Several previous studies quantified levels of MMP-2 and MMP-9 proteins in PDR subjects [25-27]. Data were obtained by various methods (zymography, immunoblot, and immunohistochemistry), and the results showed increased concentrations of MMP-2 and MMP-9 in patients with PDR [28,29]. Using ELISA, we confirmed that PDR is associated with the highest plasma levels of both MMP-2 and MMP-9 compared to non-DM as well as non-PDR groups. Effects of genetic variability on the level of gene expression of MMPs were also described by Price and Zhang [14,17]. The transition C→T of the −1306C/T polymorphism displayed a lower promoter activity for the T allele [17]. Furthermore, the −1575G allele increased transcription activity and had an independent additive effect with the −1306C allele [30]. Our results support an importance of the −1306C/T polymorphism as a factor determining the intermediate phenotype, since the risk CC/CT genotypes and risk haplotype containing the C allele exhibited significantly highest plasma level of MMP-2 protein. Unfortunately, we could not pursue the possible effect of male gender-specific association in the study of its effect on MMP-2 levels since the numbers were too low in some groups of genotypes or haplotypes to allow for an adequate comparison. Nevertheless, the topic is intriguing enough to warrant further study on a larger group.

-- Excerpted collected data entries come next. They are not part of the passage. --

Issue #805, opened 2017-10-23
QA: Increase social media icon size on mobile


xmatthewx:
On mobile, social icons are pretty tiny. Should have minimum of 40px touch target.

mmmavis:
Do we want to 1) make those icon bigger (40px wide) or 2) add spacing in between icons?

kristinashu:
Icon size is ok, just made the hint area bigger please.

xmatthewx:
this  screenshot shows the relative size of icons on profile versus entry. the profile ones still feel small to me. we can live with this, nobody will be injured, but seems like a good opportunity to align styles.  

<img width="219" alt="image" src="https://user-images.githubusercontent.com/53411/32967259-ef2f63aa-cbaa-11e7-849f-978bcc1eb8a7.png">

kristinashu:
Oh I didn't realize you where talking about the links in profiles... I'll take a look.

mmmavis:
The fix to increase hint area has been merge to `master` and pushed to staging. If we want to change icons on profile so they align with icons on entry we should file a new ticket!

mmmavis:
@kristinashu I saw you moved this to the "Up Next" pipeline. Give me a ping when this is ready for implementation again!

kristinashu:
@mmmavis could you please make the profile icons (Twitter, LinkedIn, and GitHub) the same height as the post icons are (heart and Twitter share). And then make all their hit areas 40x40px.

mmmavis:
@kristinashu 

> Could you please make the profile icons (Twitter, LinkedIn, and GitHub) the same height as the post icons are (heart and Twitter share). And then make all their hit areas 40x40px.

Making the hit areas exactly 40x40px would be a bit complicated as each icon has different dimensions plus we have consider padding and margin. I'll try to balance things out and make the hit areas as close to 40x40px as I can.

mmmavis:
@kristinashu ah forgot to ask -- Are these changes for mobile only? (as described in Matthew's ticket description)

kristinashu:
Roughly around 40x40px is great. These updates can be for both mobile and desktop.

himanish-star:
@mmmavis , is this issue still available. Can I fix this ?

mmmavis:
@himanish-star thanks for offering help. I have not yet had time to tackle this. Would you be interested in taking on this ticket? 😃

himanish-star:
@mmmavis , Yeah sure

[...]

PR #907, opened 2018-01-12
Social media Icon sizes have been increased to 40px

himanish-star:
Related issue: #805 
Summary : @mmmavis , I have made the changes and as the icons were `font-awesome` icons so I only increased their `font-size` to `40px`.
Here is a screenshot of the changes made
screenshot from 2018-01-12 18-00-24
 
and for desktop view
screenshot from 2018-01-12 18-00-47

### DIFF
--- a/components/bio/bio.jsx
+++ b/components/bio/bio.jsx
@@ -42,7 +42,7 @@ class Bio extends React.Component {
       let link = this.props[type];
       if (!link) { return; }
 
-      let classname = classNames(`d-inline-block social-media px-2 px-sm-0`, {
+      let classname = classNames(`d-inline-block social-media`, {
         "mr-sm-3" : i !== list.length-1
       });
 
--- a/components/bio/bio.scss
+++ b/components/bio/bio.scss
@@ -13,6 +13,16 @@
     }
   }
 
+  .social-media {
+    width: 40px;
+    text-align: center;
+
+    @media screen and (min-width: $bp-md) {
+      width: auto;
+      text-align: left;
+    }
+  }
+
   .name {
     font-size: 1.75rem;
     font-weight: 500;


components/bio/bio.scss
```diff
@@ -13,6 +13,12 @@
     }
   }
 
+  @media screen and (max-width: 500px) {
```
mmmavis: For this codebase we want to use "mobile first" approach so instead of using `max-width`, we want `min-width` here instead.

Learn more about `mobile first` CSS approach: https://zellwk.com/blog/how-to-write-mobile-first-css/

mmmavis: Try to stick with breakpoint variables defined in `/scss/overrides/_variables.scss` instead of using an arbitrary number (e.g., 500px).

components/bio/bio.scss
```diff
@@ -13,6 +13,12 @@
...
+    .social-media span {
+      font-size: 40px;
```
mmmavis: From https://github.com/mozilla/network-pulse/issues/805#issuecomment-343208753 and https://github.com/mozilla/network-pulse/issues/805#issuecomment-349737177
> Icon size is ok, just made the hint area bigger please.

> @mmmavis could you please make the profile icons (Twitter, LinkedIn, and GitHub) the same height as the post icons are (heart and Twitter share). And then make all their hit areas 40x40px.

We want to make the hint areas bigger while keeping the icon size (font size in this case) the same. So increasing the font-size to 40px is not what we want there 😬 .

himanish-star: @mmmavis , sure I'll make the changes

himanish-star: Could you explain hit area ? Do you mean padding ? And do I have to change the hit area to 40px in mobile view or normal view.

himanish-star:
image
image
@mmmavis , sorry for the delay. Above are the preview images.

himanish-star:
@mmmavis , I knew it that I was going wrong as the desktop view due to my changes look horrible :disappointed: :. I knew setting min-width of 576px won't work but it didn't strike me that I should use $bp-md. I'll make the changes soon

components/bio/bio.jsx
```diff
@@ -42,7 +42,7 @@ class Bio extends React.Component {
       let link = this.props[type];
       if (!link) { return; }
 
-      let classname = classNames(`d-inline-block social-media px-2 px-sm-0`, {
+      let classname = classNames(`d-inline-block social-media`, {
         "mr-sm-3" : i !== list.length-1
```
himanish-star: Shall I also remove this

himanish-star:
Changes made @mmmavis

components/bio/bio.jsx
mmmavis: um I think margins are okay!

himanish-star:
>  Let me know if any part of my suggested solution doesn't make sense. :grin:
Thanks, everything makes sense now

Issue #910, opened 2018-01-19
Clean up Help URLs


xmatthewx:
The /help/ URLs are odd, and don't match how we handle /issue/ URLs. Let's iterate. 

 - Current: `https://www.mozillapulse.org/help/Plan%20%26%20organize` 
 - Expected: `https://www.mozillapulse.org/help/test-&-feedback`

Here's a staging entry with all help categories: https://network-pulse-staging.herokuapp.com/entry/378 

 - [ ] replace space with hyphen
 - [ ] lowercase
 - [ ] `&` unencoded
   - For issues, we use `and` instead of `&`. I'm fine with either, and think `&` is best, but I don't know if it's a bad practice to use that for some reason. 

All URLs:
/help/attend
/help/create-content
/help/code
/help/design
/help/fundraise
/help/join-community
/help/localize-&-translate
/help/mentor
/help/plan-&-organize
/help/promote
/help/take-action
/help/test-&-feedback
/help/write-documentation

cc @alanmoo to triage

shikhar-scs:
@xmatthewx I would like to take up this issue. May I ?

alanmoo:
Sure! Though `&` will need to be replaced by `and` because that character must be perecent encoded in URLs.

shikhar-scs:
@alanmoo can you help me on where to make these exact changes?

alanmoo:
These aren’t just string changes; I believe these help categories are stored in the database, so you’d probably need some logic around encoding URLs for the browser that act differently than XHR requests to the API. Though thinking about it again, that could result in some inconsistencies depending on the specific tags used (particularly ones with `&`). @gideonthomas do you have any thoughts?

shikhar-scs:
@gideonthomas

alanmoo:
He’ll see this Monday, Eastern Standard Time.

shikhar-scs:
oops ok :+1:

gideonthomas:
@alanmoo this is really a client-side routing issue! All we store in the database is the name of the help type. All the routing including transforming the help type name into a route is done client-side via react-router. 
Right now the front-end just `encodes/decodes` the name of the help type to figure out the route. You can probably change that to use some js slug library instead but would need to find out how to retrieve the non-slugified version once you hit the route so that you can retrieve data from the api.

shikhar-scs:
>  All the routing including transforming the help type name into a route is done client-side via react-router.

[...]

PR #919, opened 2018-02-07
Prettify helpType slug

mmmavis:
Related to #910

### DIFF
--- a/js/utility.js
+++ b/js/utility.js
@@ -36,6 +36,24 @@ const Utils = {
     }
 
     return ``;
+  },
+
+  getSlugFromHelpTag(helpTag) {
+    // this function turns help type into a prettier string so we can use it as slug
+    // e.g., "Plan & organize" becomes "plan-and-organize"
+
+    return helpTag.split(` `)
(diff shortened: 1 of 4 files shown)


js/utility.js
```diff
@@ -36,6 +36,24 @@ const Utils = {
...
+      .map(word => encodeURIComponent(word.replace(/&/g, `and`)).toLowerCase())
+      .join(`-`);
+  },
+
+  getHelpTagFromSlug(slug) {
+    // turns help type slug into a string Pulse API recognizes as helpType
+    // e.g., "plan-and-organize" becomes "plan & organize"
+
+    return slug.split(`-`)
+      .map(word => decodeURIComponent(word.replace(/and/g, `&`)))
```
Pomax: this will turn "grand" into "gr&", you probably want `word.replace(/\band\b/g, `&`)` here which only replaces `and` if it has word boundaries on either side (such as start/end of phrase, whitespace, etc).

mmmavis: yay regex master to rescue!

mmmavis:
🎉

PR #933, opened 2018-03-08
Added default profile pic

### LINKED ISSUE #928: Add a fallback image for users without an avatar
For users who do not have not uploaded an avatar, let's set the image below to display on their profile. 

See https://github.com/mozilla/network-pulse/issues/881 for prior discussion.

profile-placeholder

mmmavis:
Fixes #928


gvn:
Seems like that'd be better as a PNG or SVG, but it's fine...

Issue #955, opened 2018-05-07
Follow up on new Profile Favs


xmatthewx:
I see three things worth fixing. I don't think these need to block shipping the feature, and can be follow up so we can get the feature live. @mmmavis  

 - [x] 1. someone else's profile - remove project headers on profile with no projects  
 - [x] 2. user's profile - remove headers and 2nd cta on projects tab for a user with no projects
 - [x] 3. user's profile - remove header on empty FAVs tab (i'm not sure we need this header for favs tab at all even on someone else's profile, since it just repeats the tab above. you can keep it if it's simpler though)

### 1. A profile with no projects still has headers. 

<img width="626" alt="image" src="https://user-images.githubusercontent.com/53411/39717139-5805c046-5200-11e8-8d39-3873b6573df9.png">

### 2. two CTAs

<img width="902" alt="image" src="https://user-images.githubusercontent.com/53411/39717231-99875e62-5200-11e8-83bb-e86d78be17f9.png">

### 3. favs header

<img width="813" alt="image" src="https://user-images.githubusercontent.com/53411/39717442-45231752-5201-11e8-8148-bf8f98be5d90.png">

xmatthewx:
Thanks @mmmavis. How does this sound?... I will try and make a diagram to cover if/then scenarios. Ideally, I can find a few universal rules we can apply everywhere, so we don't have to worry about tracking lots of details.

mmmavis:
Yay. This is done!

PR #956, opened 2018-05-10
Profile page followup

mmmavis:
Related to #955 

I hope I covered everything...

### DIFF
--- a/components/profile-tab-group/profile-tab-group.jsx
+++ b/components/profile-tab-group/profile-tab-group.jsx
@@ -8,6 +8,7 @@ import HintMessage from '../../components/hint-message/hint-message.jsx';
 import ProjectList from '../../components/project-list/project-list.jsx';
 
 const TABS = {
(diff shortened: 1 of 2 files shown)


components/profile-tab-group/profile-tab-group.jsx
```diff
@@ -8,6 +8,7 @@ import HintMessage from '../../components/hint-message/hint-message.jsx';
 import ProjectList from '../../components/project-list/project-list.jsx';
 
 const TABS = {
+  // tab name: [ `project type 1`, `project type 2`, ... ]
```
gvn: Should this be commented out? Just delete?

mmmavis: Ah sorry, bad commenting style lol. That line is meant to be a comment. I can move it to just before `const TABS = {` if that can look less confusing 😂

gvn: Oh I see now...yeah that looks like a commented out property of TABS.

PR #961, opened 2018-05-18
Dependency updates

cadecairos:
This PR updates a variety of dependencies that had vulnerable paths.


patjouk:
I tested it locally and got this warning:
```
WARNING in configuration
The 'mode' option has not been set, webpack will fallback to 'production' for this value. Set 'mode' option to 'development' or 'production' to enable defaults for each environment.
You can also set it to 'none' to disable any default behavior. Learn more: https://webpack.js.org/concepts/mode/
```

I continued to test the code and plugged it to a local version of the API. Everything seems to work: I can post, do favs, etc.

But when I try to deploy the review app, it fails and I get this error:
```
Error: webpack.optimize.UglifyJsPlugin has been removed, please use config.optimization.minimize instead.
```

Those warning and error are probably linked to upgrading to webpack 4.

package.json
```diff
@@ -60,45 +60,47 @@
...
+    "babel-preset-es2015": "^6.24.1",
+    "babel-preset-react": "^6.24.1",
     "browserslist": "^3.2.6",
     "classnames": "^2.2.5",
     "document-env-vars": "^2.1.0",
     "dotenv": "^4.0.0",
     "express": "^4.16.2",
     "font-awesome": "^4.7.0",
     "helmet": "^3.9.0",
+    "lodash": "^4.17.10",
```
Pomax: what's using lodash? O_o

package.json
```diff
@@ -60,45 +60,47 @@
...
-    "react-select": "^1.1.0",
-    "react-tag-autocomplete": "^5.5.0",
+    "react-select": "^1.2.1",
+    "react-tag-autocomplete": "^5.5.1",
     "shx": "^0.2.1",
-    "snyk": "^1.53.0",
+    "snyk": "^1.80.1",
     "url": "^0.11.0",
-    "webpack": "^2.7.0"
+    "webpack": "^4.8.3"
```
Pomax: This is an impossibly big version update. Let's roll this one back, and file "updating webpack" as a separate issue, because there are breaking changes.

package.json
cadecairos: this is more than likely a dependency of another dependency, and we're pinning a version that's got a security fix.

package.json
cadecairos: :+1:

Pomax:
it's a good idea to have @mmmavis check this too =)

.gitignore
```diff
@@ -5,6 +5,7 @@ node_modules/
 dist/
 npm-debug.log
 *.env
+.idea/
```
mmmavis: @cadecairos what's this `idea` directory about?

Pomax: IntelliJ editor file (an annoyingly auto-generated file that we don't want on the repo)

patjouk:
You can add it to your local gitignore: `git/info/exclude`

.gitignore
mmmavis: ah kk

PR #964, opened 2018-06-07
Set default value for a required prop 'entryCount'

mmmavis:
Just did a prod push and I started getting this error when visiting some profiles. I assumed every profile returned from API call would have this `entry_count` property... I guess I was wrong!

screen shot 2018-06-07 at 12 00 01 pm


mmmavis:
AppVeyor seems to have some issues unrelated to this PR that's why the test is failing

> Error downloading cache item: Unable to connect to the remote server

I'm gonna merge this PR now.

In conclusion, we demonstrated plasma levels of MMP-2 are notably higher in patients with PDR, and they exhibit significant −1306C/T genotype- and haplotype-specific differences with higher levels in the CC/CT genotypes and CGCG haplotype. Although we have not been able to prove statistically significant association of those MMP-2 gene variants with PDR, both suggestive risk genotypes and haplotype are overrepresented in the PDR group which explains the observed difference in the MMP-2 plasma levels between patient groups. The gender-specific effects on MMP-2 regulation require further study.

Acknowledgment

This study was supported by grant 303/05/P523 from the Czech Science Foundation.